**Exercise objective:** Please print exactly the line containing "PR #1319, opened 2020-07-29" and every line after it to the end of the records below, and nothing more.
────────
PR #1318, opened 2020-07-29
Update stateful TEAL docs.

derbear:


derbear:
Note: this should wait for #1315 to merge.

PR #1319, opened 2020-07-29
Allow substring ops to return an empty string in TEAL.

derbear:
## Test Plan

A unit test was extended.


derbear:
Note: this PR should wait for #1318.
────────
**Solved problem:**
PR #1319, opened 2020-07-29
Allow substring ops to return an empty string in TEAL.

derbear:
## Test Plan

A unit test was extended.


derbear:
Note: this PR should wait for #1318.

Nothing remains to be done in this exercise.